PR #683, opened 2023-07-21
Expand scope of kubernetes monitored resource mapping to include other platforms

### LINKED ISSUE #627: k8s_container monitored resource type requires `cloud.platform: gcp_kubernetes_engine` even when running outside of Google Cloud
In the past, we were able to send logs to Cloud Logging by setting the following resource attributes
- k8s.container.name
- k8s.pod.name
- k8s.namespace.name
- k8s.cluster.name

Recently, I noticed that my logs are no longer shown under the `k8s_container` [monitored resource type](https://cloud.google.com/monitoring/api/resources#tag_k8s_container), instead they appear as `generic_node`.

This is because the [internal/resourcemapping/resourcemapping.go](https://github.com/GoogleCloudPlatform/opentelemetry-operations-go/blob/main/internal/resourcemapping/resourcemapping.go#L171) is checking specifically for `cloud.platform: gcp_kubernetes_engine`.

We work with many Google customers who operate Kubernetes clusters outside of Google Cloud, therefore, the requirement for `cloud.platform: gcp_kubernetes_engine` is surprising, especially when using OpenTelemetry.

I can reproduce this with Minikube running on my workstation.

**With cloud.platform set**

Using the resource attribute processor, I can set the cloud.platform value to "trick" the exporter.

Screenshot from 2023-04-21 19-13-48

**without cloud.platform**

If I do not add the attribute, my logs come through but as `generic_node`.

Screenshot from 2023-04-21 19-13-22

damemi:
Fixes #627 
This broadens the exporter's monitored resource mapping to match anything with `k8s.cluster.name` resource attribute to a k8s monitored resource. Using `k8s.cluster.name` means that any cloud provider k8s platforms like GKE, EKS, or AKS should be identified, as well as non-cloud clusters like local k8s or minikube.

This is a change from the previous behavior, in which any non-GKE kubernetes resources were mapped to `generic_node`.

### DIFF
--- a/internal/resourcemapping/resourcemapping.go
+++ b/internal/resourcemapping/resourcemapping.go
@@ -168,12 +168,12 @@ type ReadOnlyAttributes interface {
 // E.g.
 // This may output `gce_instance` type with appropriate labels.
 func ResourceAttributesToMonitoredResource(attrs ReadOnlyAttributes) *GceResource {
-	cloudPlatform, _ := attrs.GetString(string(semconv.CloudPlatformKey))
+	cloudPlatform := getK8sClusterOrCloudPlatform(attrs)
 	var mr *GceResource
 	switch cloudPlatform {
 	case semconv.CloudPlatformGCPComputeEngine.Value.AsString():
 		mr = createMonitoredResource(gceInstance, attrs)
-	case semconv.CloudPlatformGCPKubernetesEngine.Value.AsString():
+	case k8sCluster:
 		// Try for most to least specific k8s_container, k8s_pod, etc
 		if _, ok := attrs.GetString(string(semconv.K8SContainerNameKey)); ok {
 			mr = createMonitoredResource(k8sContainer, attrs)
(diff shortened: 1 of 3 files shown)


internal/resourcemapping/resourcemapping.go
```diff
@@ -208,6 +208,17 @@ func ResourceAttributesToMonitoredResource(attrs ReadOnlyAttributes) *GceResourc
 	return mr
 }
 
+// getK8sClusterOrCloudPlatform returns "k8s_cluster" if K8SClusterNameKey is set
+// (which identifies cloud provider clusters like GKE, EKS, AKS, or non-cloud clusters like minikube)
+// Otherwise, it returns the cloud.platform value.
+func getK8sClusterOrCloudPlatform(attrs ReadOnlyAttributes) string {
+	if _, cluster := attrs.GetString(string(semconv.K8SClusterNameKey)); cluster {
+		return k8sCluster
```
dashpole, line 216: nit: kind of strange to mix platform semantic conventions and other strings.  Maybe return semconv.CloudPlatformGCPKubernetesEngine.Value.AsString() here instead?

dashpole (approved):

internal/resourcemapping/resourcemapping.go
damemi: Yeah, I thought about that too. I don't think it's perfect either way (felt weird to return the platform as GCP when it could be any k8s).

It's odd to me that there isn't an attribute to indicate generic K8S platform. The best you can do, as far as I can tell, is just infer if `k8s.cluster.name` is set

PR #690, opened 2023-07-28
Add TraceFlags support to logs exporter

### LINKED ISSUE #685: Support TraceFlags in logging exporter
The collector logs exporter should parse the [LogRecord `TraceFlags` field](https://github.com/open-telemetry/opentelemetry-specification/blob/dc78006c12d9767fd2e35b691706c7572a76fd43/specification/logs/data-model.md#field-traceflags) to indicate if the trace is sampled.

It currently uses [`gcp.trace_sampled`](https://github.com/GoogleCloudPlatform/opentelemetry-operations-go/blob/54bb068ff7508c90901312926eeb81298a11b0b4/exporter/collector/logs.go#L422) (https://github.com/GoogleCloudPlatform/opentelemetry-operations-go/pull/444) which maps to the GCP LogEntry [`traceSampled` field](https://cloud.google.com/logging/docs/reference/v2/rest/v2/LogEntry). This matches the spec we have, where all `gcp.*` attributes map to the matching GCP-specific log field: https://github.com/open-telemetry/opentelemetry-specification/blob/dc78006c12d9767fd2e35b691706c7572a76fd43/specification/logs/data-model-appendix.md#google-cloud-logging, but `TraceFlags` should also be respected and mapped to this.

Slack thread: https://cloud-native.slack.com/archives/C043XTR0JHF/p1689196581019039

damemi:
Fixes #685 
Adds support for TraceFlags to parse traceID sampling (alongside the existing `gcp.trace_sampled` attribute)

Right now, if either flag is set then TraceSampled will be true. We might want to shift to one taking precedence, but for backward compatibility this is the least breaking way to introduce the feature.

### DIFF
--- a/exporter/collector/logs.go
+++ b/exporter/collector/logs.go
@@ -418,9 +418,9 @@ func (l logMapper) logToSplitEntries(
 		delete(attrsMap, SourceLocationAttributeKey)
 	}
 
-	// parse TraceSampled boolean from OTel attribute
-	if traceSampled, ok := attrsMap[TraceSampledAttributeKey]; ok {
-		entry.TraceSampled = traceSampled.Bool()
+	// parse TraceSampled boolean from OTel attribute or IsSampled OTLP flag
+	if traceSampled, ok := attrsMap[TraceSampledAttributeKey]; ok || logRecord.Flags().IsSampled() {
+		entry.TraceSampled = (traceSampled.Bool() || logRecord.Flags().IsSampled())
 		delete(attrsMap, TraceSampledAttributeKey)
 	}
 
--- a/exporter/collector/integrationtest/testdata/fixtures/logs/logs_span_trace_id.json
+++ b/exporter/collector/integrationtest/testdata/fixtures/logs/logs_span_trace_id.json
@@ -31,7 +31,7 @@
                             {
                               "key": "msg",
                               "value": {
-                                "stringValue": "hello world 0"
+                                "stringValue": "this log has IsSampled=0"
                               }
                             }
                           ]
@@ -41,6 +41,7 @@
                   ]
                 }
               },
+              "flags": 0,
               "attributes": [
                 {
                   "key": "file.name",
@@ -83,7 +84,7 @@
                             {
                               "key": "msg",
                               "value": {
-                                "stringValue": "hello world 1"
+                                "stringValue": "this log has IsSampled=1"
                               }
                             }
                           ]
@@ -93,6 +94,7 @@
                   ]
                 }
               },
+              "flags": 1,
               "attributes": [
                 {
                   "key": "file.name",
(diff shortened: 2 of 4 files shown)


exporter/collector/logs.go
```diff
@@ -418,9 +418,9 @@ func (l logMapper) logToSplitEntries(
 		delete(attrsMap, SourceLocationAttributeKey)
 	}
 
-	// parse TraceSampled boolean from OTel attribute
-	if traceSampled, ok := attrsMap[TraceSampledAttributeKey]; ok {
-		entry.TraceSampled = traceSampled.Bool()
+	// parse TraceSampled boolean from OTel attribute or IsSampled OTLP flag
+	if traceSampled, ok := attrsMap[TraceSampledAttributeKey]; ok || logRecord.Flags().IsSampled() {
```
dashpole, line 422: Just curious, why did we have a "special" attribute in the first place?

exporter/collector/logs.go
```diff
@@ -418,9 +418,9 @@ func (l logMapper) logToSplitEntries(
...
+		entry.TraceSampled = (traceSampled.Bool() || logRecord.Flags().IsSampled())
 		delete(attrsMap, TraceSampledAttributeKey)
```
dashpole, line 424: Will this fail if the attribute doesn't exist?

exporter/collector/logs.go
damemi: In the [spec](https://github.com/open-telemetry/opentelemetry-specification/blob/dc78006c12d9767fd2e35b691706c7572a76fd43/specification/logs/data-model-appendix.md#google-cloud-logging) we map all GCP LogEntry fields to a matching `gcp.*` attribute. [LogEntry](https://cloud.google.com/logging/docs/reference/v2/rest/v2/LogEntry) has a field `traceSampled`, so we get `gcp.trace_sampled` as the matching attribute.

exporter/collector/logs.go
damemi: nope, `delete()` is a no-op if the element doesn't exist. Also added the tests the verify this

exporter/collector/logs.go
dashpole: Should we update the spec to say that we should use the log record sampled flag instead of this attribute?  We can keep it in the exporter for backwards-compatibility, but sampled isn't something I expect to get from attributes generally speaking.

damemi: Yup good point, either way if we're adding support for log Flags we should update that spec doc to show it. I'll open a PR for that too

dashpole (approved):

exporter/collector/logs.go
damemi: https://github.com/open-telemetry/opentelemetry-specification/pull/3629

* _Instructions for the task_: Only the lines from the beginning of the material above through the line with "### LINKED ISSUE #627: k8s_container" are wanted; extract them exactly.

* _Solution_:
PR #683, opened 2023-07-21
Expand scope of kubernetes monitored resource mapping to include other platforms

### LINKED ISSUE #627: k8s_container monitored resource type requires `cloud.platform: gcp_kubernetes_engine` even when running outside of Google Cloud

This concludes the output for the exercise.